The cultural implications are tantalizing.

This isn't just about equity for girls, who can now dream of a professional career in sports, but about a vision of womanhood that includes sweat and strength, competitiveness and even ferocity. Individual female athletes, such as tennis players or runners, have been popular for some time. However, team sports, and especially contact sports, are much more of a metaphor for warfare. There's a unique thrill in watching women collide in a dive for the soccer ball or battle for a rebound under the basket, get smashed up, and go on despite the pain and exuberantly celebrate a successful play.

The rise of women in sports is often hailed as the conquest of yet another male bastion—a victory for feminism at its best, the kind that revels in female power and accomplishment instead of wallowing in victimhood.

Yet it is also rife with paradoxes that call into question traditional and feminist assumptions alike. Take just one irony. While women athletes thrive in a male domain, they can do so only in an all-female environment. With a few exceptions—equestrian sports, sharpshooting—sports are virtually the only remaining sex-segregated activity.

In last year's book "The Frailty Myth: Women Competing for Physical Equality," journalist Colette Dowling argues that physical strength and ability are the last frontier in women's pursuit of full equality with men, and that the patriarchy has kept women from conquering this frontier by discouraging them from fulfilling their athletic potential. Dowling claims that women can perform just as well when adjustments are made for differences in body size.

But even if that assertion is true (and many experts dispute it), those size differences would still leave women unable to hold their own in direct competition with men. Despite a lot of hype about the closing gap between the performance of male and female runners—which, actually, has widened again in recent years—the female winners of the New York Marathon invariably come in behind more than 40 men.

Billie Jean King may have trashed Bobby Riggs in the Battle of the Sexes a quarter-century ago, but all she proved was that a woman tennis player at the top of her game could beat a guy way past his prime. Venus Williams wouldn't last long against Pete Sampras; it's safe to say that none of the top five female players could beat any man in the top 25.
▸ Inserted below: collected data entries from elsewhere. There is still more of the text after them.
PR #95, opened 2023-05-11
add utils to save and load a study json

LGro:
Before, one would need to take care of storing evaluations with the search space they came from and the matching objectives individually. Now, there are two utility functions for saving and loading to and from JSON respectively.

There is also a corresponding follow up at `feature/save-and-load-study-pickle` in case we like this pattern for JSON.

### DIFF
--- a/tests/utils_test.py
+++ b/tests/utils_test.py
@@ -14,8 +14,10 @@ from blackboxopt.utils import (
     filter_pareto_efficient,
     get_loss_vector,
     load_study_from_pickle,
+    load_study_from_json,
     mask_pareto_efficient,
     save_study_as_pickle,
+    save_study_as_json,
     sort_evaluations,
 )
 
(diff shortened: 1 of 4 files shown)


tests/utils_test.py
```diff
@@ -177,3 +180,26 @@ def test_sort_evaluations_with_different_parameter_order():
...
+
+def test_save_and_load_study_json(tmp_path):
+    tmp_file = tmp_path / "out.json"
+
+    search_space = ps.ParameterSpace()
+    objectives = [Objective("loss", False), Objective("score", True)]
+    evaluations = [
+        Evaluation(configuration={"p1": 1.0}, objectives={"loss": 1.0, "score": 3.0}),
+        Evaluation(configuration={"p1": 2.0}, objectives={"loss": 0.1, "score": 2.0}),
+        Evaluation(configuration={"p1": 3.0}, objectives={"loss": 0.0, "score": 1.0}),
```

The Battle of the Sexes may have raised consciousness, but it also set a misguided standard for women's athletic achievement. If men's performance is the yardstick, women are doomed to inferiority.
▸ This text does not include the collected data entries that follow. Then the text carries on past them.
PR #96, opened 2023-05-11
add utils to save and load a study pickle

LGro:
Same as #95 but for `pickle`.

### DIFF
--- a/blackboxopt/utils.py
+++ b/blackboxopt/utils.py
@@ -4,11 +4,14 @@
 # SPDX-License-Identifier: Apache-2.0
 
 import hashlib
+import os
 import pickle
 from itertools import compress
-from typing import Dict, Iterable, List, Optional, Sequence
+from pathlib import Path
+from typing import Dict, Iterable, List, Optional, Sequence, Tuple
 
 import numpy as np
+import parameterspace as ps
 
 from blackboxopt.base import Objective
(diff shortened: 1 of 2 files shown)


blackboxopt/utils.py
```diff
@@ -99,3 +102,35 @@ def sort_evaluations(evaluations: Iterable[Evaluation]) -> Iterable[Evaluation]:
...
+    objectives: List[Objective],
+    evaluations: List[Evaluation],
+    pickle_file_path: os.PathLike,
+    overwrite: bool = False,
+):
+    """Save space, objectives and evaluations as pickle at `pickle_file_path`."""
+    if Path(pickle_file_path).exists() and not overwrite:
+        raise ValueError(f"{pickle_file_path} exists and overwrite is False")
+
+    with open(pickle_file_path, "wb") as fh:
```
sfalkner, line 118: Not a crucial point, but I believe this to fail if the directory of `pickle_file_path` does not exist. Should it be created in that case or fail with a meaningful message?

sfalkner (approved):
Thanks @LGro, looks very good!

blackboxopt/utils.py
LGro: I went with raising a helpful error and leaving the creation to the user. Thanks!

Luckily, the women's game can be enjoyed on its own terms: take women's tennis, which now exceeds its male counterpart in popularity. Many male soccer fans have been greatly impressed by the technical skill, finesse, and aggressiveness displayed by the women players. Women's basketball will never thrill those who require slam-dunks to enjoy a game, but contrary to the claims of its detractors, it hardly lacks in athleticism or even flamboyance.

Yet there are some provocative lessons here for feminists. Women's sports are clearly incompatible with the notion, popular with some academic gender theorists, that the two sexes are not distinct biological categories but merely points on a continuum. (On a continuum, the women will be stuck in the basement. Another paradox is that in sports like basketball, where women are still battling for a place in the sun, long-term success may require distressing compromises—such as relatively paltry salaries and a truncated season.

Still, the encouraging news is that millions of Americans of all ages and both sexes are now watching the girls of summer without giving a thought to sexual politics. It's too early to tell whether women's basketball can ever duplicate the ascendancy of women's tennis or whether women can ever make soccer truly popular in the United States. For now, these sports have been normalized as a part of mainstream American culture. For all the compromises, that's truly revolutionary.